Tytuł pięknie namalowała piekielnie zdolna Katarzyna Klas. Słowo-klucz: pastelowe. Pastelowe kolory, uroczo przymglone tła, skarpetki w paski. Na swoje własne potrzeby nazywam kreskę artystki "wycinankową". Często mam wrażenie, iż kadry zostały wycięte z kartonu i pomalowane na impresjonistyczną modłę. Rysowniczka umie doskonale przekazać emocje używając prostych tricków - skupia się na oczach, które mówią wszystko, blurruje plany dalsze pozwalając popracować wyobraźni i tak prowadzi narrację, by opowieść popłynęła adekwatnym tempem. Duży format w tym przypadku działa wyłącznie na plus. W znakomitej większości kadrów oko z przyjemnością zatrzymuje się na (w sumie minimalistycznych) szczegółach.

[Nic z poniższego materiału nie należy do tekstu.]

PR #241, opened 2017-11-16
[tbl111] Use pipenv for deterministic builds

jcox-dev:
Pipenv enables us to lock down and guarantee what dependencies we get
when we install dependencies. This works by using the pip hashes when
running 'pipenv install --dev'. The hashes are stored in a generated
file call Pipfile.lock.

We no longer need requirement files instead pipenv uses a file called
Pipfile. The documentation can be found
https://github.com/kennethreitz/pipenv.


andrewmil:
How does pipenv handle python versions? 
If we specify a specific version to use does it look for that on your machine or does it just use your default?

jcox-dev:
@andrewmil I've updated the README to show how pipenv will defer to pyenv if a specified (in the Pipfile) python version is missing.

PR #243, opened 2017-11-20
Use unittest instead of testfixtures

tej99:
Testfixtures package caused deprecation warnings in tests: 
tests/app/test_logger_config.py::TestLoggerConfig::test_indent_type_error
  /Users/patelt/.virtualenvs/ras-frontstage-NfGiVM_Z/lib/python3.5/site-packages/testfixtures/utils.py:36: DeprecationWarning: inspect.getargspec() is deprecated, use inspect.signature() instead
    to_add = len(getargspec(wrapped)[0][len(args):])

We can get the same functionality from the unittest package to test logs.


gemmai95:
Do you guys not use pytest rather than unitest?

tej99:
@gemmai95 nope looks like pytest is only used to run the tests

PR #244, opened 2017-11-20
Add error handler tests

andrewmil:
Added tests for the error handlers file.

Also made a change in the error handlers, no longer catching 500 status codes and instead catching all other exceptions which are not caught specifically.


frontstage/error_handlers.py
```diff
@@ -43,7 +36,14 @@ def connection_error(error):
...
 @app.errorhandler(JWTValidationError)
-def connection_error_jwt_validation(error):  # pylint: disable=unused-argument
+def jwt_validation_error(error):  # pylint: disable=unused-argument
     return redirect(url_for('error_bp.not_logged_in_error_page',
                             _external=True,
                             _scheme=getenv('SCHEME', 'http')))
+
+
+@app.errorhandler(Exception)
+def server_error(error):  # pylint: disable=unused-argument
```
gemmai95: Why is the error not logged out? I noticed this with most of the repos just wondering if there is a reason the error itself isn't logged?

tests/app/test_error_handlers.py
```diff
@@ -0,0 +1,67 @@
...
+        self.assertTrue('Server error'.encode() in response.data)
+
+    @requests_mock.mock()
+    def test_jwt_validation_error(self, mock_request):
+        mock_request.post(url_oauth, exc=JWTValidationError)
+
+        response = self.app.post('sign-in', data=self.sign_in_form, follow_redirects=True)
+
+        self.assertEqual(response.status_code, 403)
+        self.assertTrue('Error - Not signed in'.encode() in response.data)
```
tej99: No newline at end of file

PR #245, opened 2017-11-20
Add create app function

andrewmil:
App initialisation has been moved to a create_app function in it's own file to make testing easier.

Comments have also been added to this process to make the steps to initialise the app more clear

Additional tests have also been created to test the app initialisation process


frontstage/cloud/cloudfoundry.py
```diff
@@ -12,18 +12,6 @@ def __init__(self):
...
-        return self._cf_env.port
-
-    @property
-    def host(self):
-        return self._host
-
-    @property
-    def protocol(self):
-        return self._protocol
-
```
tej99: Why have you deleted this?

andrewmil: we don't use it

tej99: The variable names indicate they're 'private' so to access them the property methods should be used

PR #246, opened 2017-11-20
Add info endpoint test

andrewmil:
Added a test to exercise the info endpoint using git_info file


git_info
```diff
@@ -0,0 +1,3 @@
+{
+  "test": "test"
+}
```
tej99: What is this file for?

tests/app/test_info.py
```diff
@@ -0,0 +1,16 @@
...
+class TestInfo(unittest.TestCase):
+
+    def setUp(self):
+        self.app = app.test_client()
+
+    def test_info_with_git_info(self):
+        response = self.app.get("/info")
+
+        self.assertEqual(response.status_code, 200)
+        self.assertTrue('"name": "ras-frontstage"'.encode() in response.data)
```
gemmai95: Could you not use assert in rather than use assert true in?

rhiGriff:
Should the same test be added into the behave tests to test the info endpoint?

git_info
andrewmil: :+1: this is a good idea

tests/app/test_info.py
andrewmil: This makes a lot of sense, I think we use this assertTrue method in pretty much all the tests in frontstage/frontstage-api but I'll have a look at changing them

andrewmil:
@rhiGriff Probably, I haven't looked at the behave tests in a long time and wasn't aware we were running them anywhere currently. Are we going to use them for CI tests in the future?

git_info
andrewmil: Though frontstage-api also uses this method and the file does get overwritten when it is deployed

rhiGriff:
Behave tests have been used but it's not certain what will be used, although it is worth keeping the behave tests up to date

git_info
tej99: Fair play, just think it's better to not have a default file for this. Similar to when we have env vars set to default values that can easily make their way to production.

tej99: https://github.com/ONSdigital/ras-frontstage-api/pull/22added the change to frontstage-api

PR #247, opened 2017-11-23
Pin the python buildpack version to manifest

jcox-dev:
This ensures a later version of Pipenv is used and avoids [setuptools issue](https://github.com/cloudfoundry/python-buildpack/issues/87).


jcox-dev:
Not needed now that we've upgraded the version of our buildpacks in Cloud Foundry to 1.6.2.

PR #248, opened 2017-11-23
Use FlaskForm forms for secure messaging view

andrewmil:
Aligned the secure message form template with the rest of frontstage, using FlaskForm's.

Several hidden fields have to be passed through when loading this form to initialise it with the right data for both a draft and a viewed thread message.

### DIFF
--- a/frontstage/models.py
+++ b/frontstage/models.py
@@ -1,6 +1,3 @@
-"""
-This module contains the data model for the application
-"""
 import logging
 import enum
 import phonenumbers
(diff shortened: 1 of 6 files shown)


frontstage/models.py
```diff
@@ -133,17 +69,12 @@ def validate_password(form, field):
 
 
 class LoginForm(FlaskForm):
-    """Login form."""
-
     username = StringField('Email Address', [InputRequired("Email Address is required"),
```
gemmai95: Is there reasoning behind removing all the docstrings?

andrewmil: We don't use them consistently at the moment.

And also a docstring that just repeats the name of the class doesn't seem that useful

rhiGriff: Wouldn't it be more useful to update the docstring rather than to delete it?

andrewmil: I don't see the point in writing up one doctring for this form right now. 
We should probably agree as a team how we're going to document our code across RAS?

rhiGriff: I thought as a dev team we decided on PEP 8 if so docstrings are part of PEP 8 are they not?

andrewmil: Yep I believe so https://www.python.org/dev/peps/pep-0257/
I feel like adding these in is a much wider task than is covered in this PR however seeing as there's so much to be documented

gemmai95: I think this needs to be brought to the attention of Dave.

gemmai95: Or add a todo comment to make sure they get done later.

frontstage/models.py
```diff
@@ -170,6 +98,33 @@ def validate_password(form, field):
...
+    thread_id = HiddenField('Thread id')
+    hidden_subject = HiddenField('Hidden Subject')
+
+    @staticmethod
+    def validate_subject(form, field):
+        subject = form['hidden_subject'].data if form['hidden_subject'].data else field.data
+        if len(subject) > 96:
+            raise ValidationError('Subject field length must not be greater than 100')
+        if form.send.data and not subject:
+            raise ValidationError('Please enter a subject')
```
tej99: I may be wrong but i think in the current functionality users can save a draft with no subject. Looks like this change will take that ability away. Need to add this validation only if it's a send submit.

frontstage/models.py
```diff
@@ -170,6 +98,33 @@ def validate_password(form, field):
...
+
+    @staticmethod
+    def validate_body(form, field):
+        body = field.data
+        if len(body) > 10000:
+            raise ValidationError('Body field length must not be greater than 10000')
+        if form.send.data and not body:
```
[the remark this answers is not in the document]
andrewmil: `form.send.data` is only true when the user is sending a message so the body check isn't carried out when a draft is sent.

A test covering this scenario was introduced in this PR too, https://github.com/ONSdigital/ras-frontstage/pull/248/files#diff-528390fa8838df9f7c381705e07e2978R204

PR #250, opened 2018-01-04
align ports and basic auth

rhiGriff:
Align default port numbers for all apps and default basic auth. Port numbers for all apps can be found here: https://digitaleq.atlassian.net/wiki/spaces/RASB/pages/94863418/Developer+Environment+Port+Mappings

### DIFF
--- a/run.py
+++ b/run.py
@@ -15,5 +15,5 @@ logger = wrap_logger(logging.getLogger(__name__))
 
 if __name__ == '__main__':
     port = app.config['PORT']
-    logger.info(f'Starting listening port "{port}"')
+    logger.info('Starting listening port: ', port=port)
     app.run(debug=app.config['DEBUG'], host='0.0.0.0', port=int(port))
--- a/run.py
+++ b/run.py
@@ -13,6 +13,6 @@ from structlog import wrap_logger  # NOQA  # pylint: disable=wrong-import-positi
 logger = wrap_logger(logging.getLogger(__name__))
 
 if __name__ == '__main__':
-    port = os.getenv('FS_DEV_PORT', 8080)
+    port = os.getenv('FS_DEV_PORT', 8082)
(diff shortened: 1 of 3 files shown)


run.py
```diff
@@ -13,6 +13,6 @@
 logger = wrap_logger(logging.getLogger(__name__))
 
 if __name__ == '__main__':
-    port = os.getenv('FS_DEV_PORT', 8080)
+    port = os.getenv('FS_DEV_PORT', 8082)
```
benjefferies: Dockerfile needs updating too

rhiGriff: This shouldn't affect docker

benjefferies: The expose port should reflect the port the app is listening on https://github.com/ONSdigital/ras-frontstage/blob/master/Dockerfile#L6. You'll also need to update the docker compose files https://github.com/ONSdigital/ras-rm-docker-dev/blob/master/.env

madeye-matt: @benjefferies I've spoken to Rhi - I am going to take a look at ras-rm-docker-dev repo - see if we can align the ports there with the ports in Rhi's list (from link at top)

rhiGriff:
[Align all application port numbers to run locally](https://trello.com/c/DNzTTGD7/31-align-all-application-port-numbers-to-run-locally)

run.py
jcox-dev: This is doing something different to the other repos and not using the config for the port number. Is that ok?

andrewmil: This is something left over from way back when frontstage was started, would be good to bring it in line with the other repos

jcox-dev: Attached a simple patch for [using config](https://github.com/ONSdigital/ras-frontstage/files/1606695/use_config.txt).

jcox-dev:
@gemmai95 true that. I should have just dismissed the "requested changes" 👍

PR #255, opened 2018-01-26
Us334 add survey design code

emilioward:
Added in HTML templates for adding a survey, confirmation page and error screens. Highlighting of adding a new survey has an environment variable to turn it on or off. 
This has been discussed as a best approach for this feature in case of failures in the future. 
Tested against frontstage api during development.


config.py
```diff
@@ -56,17 +59,20 @@ class Config(object):
...
     DEVELOPMENT = True
     DEBUG = True
     TEMPLATES_AUTO_RELOAD = True
     SECRET_KEY = os.getenv('SECRET_KEY', 'ONS_DUMMY_KEY')
-    JWT_SECRET = os.getenv('JWT_SECRET', 'vrwgLNWEffe45thh545yuby')
+    JWT_SECRET = os.getenv('JWT_SECRET', 'testsecret')
     SECURITY_USER_NAME = os.getenv('SECURITY_USER_NAME', 'test_user')
     SECURITY_USER_PASSWORD = os.getenv('SECURITY_USER_PASSWORD', 'test_password')
     BASIC_AUTH = (SECURITY_USER_NAME, SECURITY_USER_PASSWORD)
+    NEW_SURVEY_NOTIF_HIGHLIGHTING = os.getenv('NEW_SURVEY_NOTIF_HIGHLIGHTING', '1')
```
gemmai95: You don't need this both here and in config. It's only if it's needed but not in config or the default is different. As Development config inherits from the config object where it is already defined.

gemmai95:
[US334 Add a Survey (XL)](https://trello.com/c/sHDqihr7/23-us334-add-a-survey-xl)

frontstage/views/surveys.py
```diff
@@ -1,37 +1,164 @@
...
+@jwt_authorization(request)
+def add_survey_submit(session):
+    party_id = session['party_id']
+
+    logger.info('Assigning new survey to a user')
+    encrypted_enrolment_code = request.args.get('encrypted_enrolment_code')
+    enrolment_code = cryptographer.decrypt(encrypted_enrolment_code.encode()).decode()
+    json_params = {
+        "enrolment_code": enrolment_code,
+        "initial": True,
```
tej99: Still some questions around the need of this for adding a survey.

frontstage/views/surveys.py
```diff
@@ -1,37 +1,164 @@
...
+cryptographer = Cryptographer()
 
 
 @surveys_bp.route('/', methods=['GET'])
 @jwt_authorization(request)
 def logged_in(session):
     party_id = session.get('party_id')
     surveys_list = get_surveys_list(party_id, 'todo')
-    return render_template('surveys/surveys-todo.html', _theme='default', surveys_list=surveys_list)
+    template_data = {"survey": {"justAdded": "false"}}
```
tej99: Can we not just pass a 'just_added' boolean flag here and all the other endpoints instead of passing a dictionary with a string 'true'/'false'?

emilioward: I just followed the same format that was done throughout frontstage with the template data flags as strings. I think we could change it but if we do that shouldn't we change it and make it consistent with all the other endpoints too?

tej99: The case for using template_data in other places is valid because it is used for error messages not just as a flag.

config.py
```diff
@@ -57,6 +60,8 @@ class Config(object):
     ACCESS_CASE = 'surveys/access-case'
     DOWNLOAD_CI = 'surveys/download-ci'
     UPLOAD_CI = 'surveys/upload-ci'
+    ADD_SURVEY = 'surveys/add-survey'
+    CONFIRM_ADD_ORGANISATION_SURVEY = 'surveys/add-survey/confirm-add-organisation-survey'
```
andrewmil: This is fine right now because it's consistent with the rest of the repo but I think it'd be good to move these out of `config.py` in the future

frontstage/templates/partials/header.html
```diff
@@ -30,7 +30,7 @@
 
     {% if 'authorization' in request.cookies %}
     <div class="sign-out header__sign-out">
-      <a class="u-ml-s nowrap" href="{{ url_for('sign_in_bp.logout') }}">Sign out</a>
+      <a id="SIGN_OUT_BTN" class="u-ml-s nowrap" href="{{ url_for('sign_in_bp.logout') }}">Sign out</a>
```
andrewmil: is there a reason this id is all caps?

frontstage/templates/surveys/surveys-add.html
```diff
@@ -0,0 +1,57 @@
+{% import 'partials/section.html' as section %}
```
andrewmil: It would be good to go through these html files and make the indenting consistent, the browser wont care but they're be easier to manage if it's more consistent.

frontstage/templates/surveys/surveys-confirm-organisation.html
```diff
@@ -0,0 +1,31 @@
+{% import 'partials/section.html' as section %}
```
andrewmil: Is this exactly the same as the other `confirm-organisation-survey.html` page? 
If it is it'd be better to reuse it rather than adding a new one

frontstage/views/surveys.py
andrewmil: I'm with Tej on this one, this should be a boolean

config.py
```diff
@@ -32,6 +32,9 @@ class Config(object):
     PASSWORD_MIN_LENGTH = 8
     PASSWORD_MAX_LENGTH = 160
 
+    # Survey highlighting config
+    NEW_SURVEY_NOTIF_HIGHLIGHTING = os.getenv('NEW_SURVEY_NOTIF_HIGHLIGHTING', '1')
```
andrewmil: I think this works better as a boolean rather than a number

frontstage/views/surveys.py
```diff
@@ -1,37 +1,164 @@
...
+
+    sorted_surveys_list = sorted(surveys_list, key=lambda k: k['collection_exercise']['scheduledReturnDateTime'],
+                                 reverse=True)
+
+    # Checks if new survey is added and renders "survey added" notification
+    if request.args.get('new_survey') and ['NEW_SURVEY_NOTIF_HIGHLIGHTING'] == 1:
```
andrewmil: We shouldn't need this big if statement here
We should be able to do something like
`survey_added = True if (request.args.get('new_survey') and ['NEW_SURVEY_NOTIF_HIGHLIGHTING']) else False`

andrewmil: This way we'd only need one return statement here

frontstage/views/surveys.py
```diff
@@ -1,37 +1,164 @@
...
+                           _theme='default', sorted_surveys_list=sorted_surveys_list)
 
 
 @surveys_bp.route('/history', methods=['GET'])
 @jwt_authorization(request)
 def surveys_history(session):
     party_id = session['party_id']
     surveys_list = get_surveys_list(party_id, 'history')
-    return render_template('surveys/surveys-history.html',  _theme='default',
+    template_data = {"survey": {"justAdded": "false"}}
```
andrewmil: If we do as Tej recommended above and have `survey_added` be a boolean we could leave this unchanged

frontstage/views/surveys.py
```diff
@@ -1,37 +1,164 @@
...
+            'enrolment_code': enrolment_code,
+            'initial': True
+        }
+        response = api_call('POST', app.config['VALIDATE_ENROLMENT'], json=request_data)
+
+        # Handle API errors
+        if response.status_code == 404:
+            logger.info('Enrolment code not found')
+            template_data = {"error": {"type": "failed"}}
+            return render_template('surveys/surveys-add.html', _theme='default',
```
andrewmil: These return statements are all identical, we can probably do this in less lines

frontstage/views/surveys.py
```diff
@@ -1,37 +1,164 @@
...
+        encrypted_enrolment_code = cryptographer.encrypt(enrolment_code.encode()).decode()
+        logger.info('Successful enrolment code submitted')
+        return redirect(url_for('surveys_bp.survey_confirm_organisation',
+                                encrypted_enrolment_code=encrypted_enrolment_code,
+                                _external=True,
+                                _scheme=getenv('SCHEME', 'http')))
+
+    elif request.method == 'POST' and not form.validate():
+        logger.info('Invalid character length, must be 12 characters')
+        template_data = {"error": {"type": "failed"}}
```
andrewmil: We don't need to define template_data here, just pass the json into the template directly, i.e.
`return render_template('surveys/surveys-add.html', _theme='default', form=form, data={"error": {"type": "failed"}})`

frontstage/views/surveys.py
```diff
@@ -1,37 +1,164 @@
...
+            template_data = {"error": {"type": "failed"}}
+            return render_template('surveys/surveys-add.html', _theme='default',
+                                   form=form, data=template_data), 200
+        elif response.status_code == 400:
+            logger.info('Enrolment code already used')
+            template_data = {"error": {"type": "failed"}}
+            return render_template('surveys/surveys-add.html', _theme='default',
+                                   form=form, data=template_data), 200
+        elif response.status_code != 200:
+            logger.error('Failed to submit enrolment code')
```
rhiGriff: Can we add status=response.status_code to log line?

frontstage/views/surveys.py
```diff
@@ -1,37 +1,164 @@
...
+        # Get and decrypt enrolment code
+        encrypted_enrolment_code = request.args.get('encrypted_enrolment_code', None)
+        enrolment_code = cryptographer.decrypt(encrypted_enrolment_code.encode()).decode()
+
+        logger.info('Attempting to retrieve data for confirm add organisation/survey page')
+        response = api_call('POST', app.config['CONFIRM_ADD_ORGANISATION_SURVEY'],
+                            json={'enrolment_code': enrolment_code})
+
+        if response.status_code != 200:
+            logger.error('Failed to retrieve data for confirm add organisation/survey page')
```
rhiGriff: Same here

frontstage/views/surveys.py
```diff
@@ -1,37 +1,164 @@
...
+
+    return render_template('surveys/surveys-add.html', _theme='default',
+                           form=form, data={"error": {}})
+
+
+@surveys_bp.route('/add-survey/confirm-organisation-survey', methods=['GET'])
+@jwt_authorization(request)
+def survey_confirm_organisation(session):
+
+    if request.method == 'GET':
```
andrewmil: There is only a `GET` method here so we don't need to check the method

frontstage/views/surveys.py
```diff
@@ -1,37 +1,164 @@
...
+    json_params = {
+        "enrolment_code": enrolment_code,
+        "initial": True,
+        "party_id": party_id
+    }
+    response = api_call('POST', app.config['ADD_SURVEY'],
+                        json=json_params)
+
+    if response.status_code != 200:
+        logger.error('Failed to assign user to a survey')
```
rhiGriff: And here

frontstage/views/surveys.py
andrewmil: Yeah did we get confirmation about what cases need to be posted during this process?

frontstage/views/surveys.py
```diff
@@ -1,37 +1,164 @@
...
+
+    logger.info('Assigning new survey to a user')
+    encrypted_enrolment_code = request.args.get('encrypted_enrolment_code')
+    enrolment_code = cryptographer.decrypt(encrypted_enrolment_code.encode()).decode()
+    json_params = {
+        "enrolment_code": enrolment_code,
+        "initial": True,
+        "party_id": party_id
+    }
+    response = api_call('POST', app.config['ADD_SURVEY'],
```
andrewmil: This can be over one line

frontstage/views/surveys.py
```diff
@@ -1,37 +1,164 @@
...
+                               organisation_name=response_json['organisation_name'],
+                               survey_name=response_json['survey_name'])
+
+
+@surveys_bp.route('/add-survey/add-survey-submit', methods=['GET'])
+@jwt_authorization(request)
+def add_survey_submit(session):
+    party_id = session['party_id']
+
+    logger.info('Assigning new survey to a user')
```
andrewmil: For most of these log lines we have access to the `party_id` it'd probably be good practice to include it wherever we can

frontstage/templates/partials/header.html
rhiGriff: id Being all caps makes no difference, it depends on who adds it etc, there are some that are all caps and others that are not

andrewmil: :+1: looks like there's no standards around capitalisation anyway so will be fine

frontstage/views/surveys.py
andrewmil: This is logged in `ApiError`

config.py
emilioward: Yeah I agree

frontstage/templates/surveys/surveys-confirm-organisation.html
emilioward: Yes it is the same as the register page, I thought it warranted a new html page as this is for adding a survey for the future if changes needed to be made then the foundation is there. I do see your point but it depends how this screen is going to be iterated.

andrewmil: If it's the exact same I think we should just reuse it

emilioward: Sorry my mistake these pages are different, they point to different places once you continue

frontstage/views/surveys.py
```diff
@@ -1,35 +1,156 @@
...
-    return render_template('surveys/surveys-todo.html', _theme='default', surveys_list=surveys_list)
+
+    sorted_surveys_list = sorted(surveys_list, key=lambda k: k['collection_exercise']['scheduledReturnDateTime'],
+                                 reverse=True)
+
+    # Checks if new survey is added and renders "survey added" notification
+    if request.args.get('new_survey') and ['NEW_SURVEY_NOTIF_HIGHLIGHTING']:
+        logger.info('New survey added highlighted')
+        return render_template('surveys/surveys-todo.html', _theme='default',
+                               surveyAdded=True, sorted_surveys_list=sorted_surveys_list,
```
andrewmil: `surveyAdded` should be `survey_added`

frontstage/views/surveys.py
```diff
@@ -1,35 +1,156 @@
...
     party_id = session.get('party_id')
     surveys_list = get_surveys_list(party_id, 'todo')
-    return render_template('surveys/surveys-todo.html', _theme='default', surveys_list=surveys_list)
+
+    sorted_surveys_list = sorted(surveys_list, key=lambda k: k['collection_exercise']['scheduledReturnDateTime'],
+                                 reverse=True)
+
+    # Checks if new survey is added and renders "survey added" notification
+    if request.args.get('new_survey') and ['NEW_SURVEY_NOTIF_HIGHLIGHTING']:
+        logger.info('New survey added highlighted')
```
andrewmil: These lines aren't tested

frontstage/views/surveys.py
```diff
@@ -1,35 +1,156 @@
...
+                                encrypted_enrolment_code=encrypted_enrolment_code,
+                                _external=True,
+                                _scheme=getenv('SCHEME', 'http')))
+
+    elif request.method == 'POST' and not form.validate():
+        logger.info('Invalid character length, must be 12 characters')
+        return render_template('surveys/surveys-add.html', _theme='default', form=form,
+                               data={"error": {"type": "failed"}})
+
+    return render_template('surveys/surveys-add.html', _theme='default',
```
andrewmil: We don't test this line

frontstage/views/surveys.py
```diff
@@ -1,35 +1,156 @@
...
+                           enrolment_code=enrolment_code,
+                           encrypted_enrolment_code=encrypted_enrolment_code,
+                           organisation_name=response_json['organisation_name'],
+                           survey_name=response_json['survey_name'])
+
+
+@surveys_bp.route('/add-survey/add-survey-submit', methods=['GET'])
+@jwt_authorization(request)
+def add_survey_submit(session):
+    party_id = session['party_id']
```
andrewmil: None of this function is tested by the looks of it

PR #259, opened 2018-01-29
Update logging standards

rhiGriff:


frontstage/views/passwords.py
```diff
@@ -58,7 +58,7 @@ def post_forgot_password():
                                    form=form, data=template_data)
 
         if response.status_code != 200:
-            logger.error('Unable to send password change request')
+            logger.error('Unable to send password change request', status=response.status_code)
```
andrewmil: Status code is logged out when we call ApiError so do we need to include it here?

PR #263, opened 2018-02-02
Remove gulp.js functionality

andrewmil:
I don't believe anyone has been using this frontend functionality when we've been developing
If we're not going to use it then it's just unnecessarily complicating the repo so I'm proposing removing it entirely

Kiedyś będzie pięknie chce leczyć społeczne strachy. Pokazać, iż wszystkie wyobrażenia o osobach homoseksualnych i transpłciowych są oparte wyłącznie na niezrozumiałych uprzedzeniach. I jeżeli mam użyć języka publicznych dyskusji - nie ma w komiksie ani grama lewackiej progresywności, polit-poprawności czy propagandy LGBT+. To ciepła opowieść o miłości, marzeniach, próbie znalezienia sensu w życiu i pokazaniu, jak kilka potrzeba, by kiedyś było piękniej. Wystarczy zacząć od wyrzucenia stereotypów w kąt. Oraz pobrania darmowej wersji w pdf.
Tekst powstał na podstawie recenzenckiego egzemplarza podesłanego przez Artura Wabika.